At the end of the week it turned out that the Friday exercise sessions are overcrowded. We will have a more strict monitoring of the attendance starting this week. Please go to the groups for which you have signed.

Jan 7: Course overview, intro to scientific Python

Today was the first lecture and we discussed course organization and took a brief look at using Python for Machine Learning.

Things to remember from today:

Passing the course requires: 1) exercises (at least 60%), 2) assignment (competition; TBA) and final exam.
Register for the exercises in POP.
Remember to register a group for the competition (max 4 members). The deadline is 14.1.
You can use classroom (TC303) computers or your own laptop in the exercise sessions. If you use your own, we recommend to install anaconda python (or miniconda with appropriate packages).

The lecture slides are available at the course website.

The first hour concentrated mostly on the organization of the course. On the second hour, we looked at the beginning of the first slide set.
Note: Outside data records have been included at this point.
PR #4301, opened 2017-09-13
Read at improvements

gdpelican:
Would really love a CR on this, @robguthrie 

Why do this?
People complain about our 'last read' stuff all the time. It's annoying and hard to repro and makes us look bad. I'd like to simplify the logic around it, so that at least when we make tweaks it's easier to understand.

First we emphasized the difference between model based and training based approach for solving recognition and detection problems.

If, for example, the problem is to detect whether a sinusoidal beep is present in an audio signal, there is no point to solve it by showing examples. This is because there is a perfect model (formula) for the sinusoid, and we can mathematically define exactly what we are looking for.
On the other hand, if the task is to classify pictures of cats and dogs apart, the model based approach is no longer useful: there is no formula that would describe all possible pictures of cats or dogs.